First, my guess would be that you would not want to tie the two siphon drains together in a Herbie configuration. If you did, you would want to do it low and only merging them into a larger pipe. But, to keep the best siphon "pull" on the water, you'd want to keep dedicated lines going down all the way to the sump for these two lines. The two trickle (or emergency) drains can be tied together because you're likely to be way under the capacity of the pipe there. The two-Herbie method would only be difficult to tune at the beginning as you'd want two siphons to be sustained. That means that you're basically going to try to tune each to half-capacity. Easier to say than to do, but once you get it dialed in, it's probably pretty stable. However, up above, it looks like CPU933K says that he has to adjust his siphon every few days, so it's probably not as stable as I would have it be. 

 

A 180 is a bit smaller than your old 265. I had a 180 with dual overflows a few years back.
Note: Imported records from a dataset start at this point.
PR #4322, opened 2019-04-03
fix string comparison in Installers sample code

jjanuszkiewicz:
Fix the comparison, as it always evaluated to false.
Also use OrdinalIgnoreCase comparison instead of culture-specific ToLower().

### DIFF
--- a/Snippets/Core/Core_5/Installers.cs
+++ b/Snippets/Core/Core_5/Installers.cs
@@ -28,7 +28,7 @@ namespace Core5
         {
             #region InstallersRunWhenNecessaryCommandLine
                 
-            var runInstallers = Environment.GetCommandLineArgs().Any(x => x.ToLower() == "/runInstallers");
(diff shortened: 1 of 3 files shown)


jjanuszkiewicz:
I can see that the same code exists in the samples for other NSB versions, it would be great if someone fixed that as well.

jjanuszkiewicz:
Fixed in examples for other NSB versions as well.

dvdstelt:
Not sure how we missed that for quite a while! :)

There are conflicting files atm though. We _just removed_ all v3 and v4 snippets. Could you remove those commits, so we can possibly merge this?

jjanuszkiewicz:
No problem, remove those 2 files.

dvdstelt:
Thanks, @jjanuszkiewicz.
I could've done it myself, but I was 'out of the office' and disconnected for a few days.

PR #4333, opened 2019-04-11
Added warning that disabling auditing impacts the platform

ramonsmits:


nservicebus/operations/auditing.md
```diff
@@ -13,11 +13,13 @@ redirects:
  - nservicebus/auditing-with-nservicebus
 ---
 
+WARNING: Disabling auditing impacts the functionality of the platform tools. ServicePulse can work without auditing enabled but will show incorrect retry states on messages, and ServiceInsight will only show failures instead of complete conversations.
```
boblangley:
```suggestion
NOTE: Auditing is required for optimum functionality of the platform tools. ServicePulse can work without auditing enabled but will show incorrect retry states on messages, and ServiceInsight will only show failures instead of complete conversations.
```

I would also put this below before Message headers, somewhere near line 24, instead of at the top. Enabling auditing also has a performance impact on ServiceControl which sometimes means we recommend not auditing some of your endpoints.

ramonsmits:
@boblangley I added a section on the performance impact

It wasn't too long before I began the real estate taken up by the overflows as being a whole lot of wasted space that I could have used for improved flow behind rock work, etc. Since you're still in the mental-design stage, you may want to consider the suggestion made earlier about removing the OEM overflows and closing off those holes. Then you could add after-market overflows such as the a pair of 16-inch Shadow overflows from Synergy Reef or something similar. At an extra $300 or so, it would be a fairly significant extra expense, though, and it may not be worth it to you. However, since the tank is not operating yet, now's the time to consider the option. It would be a lot harder to implement once the tank is up and running.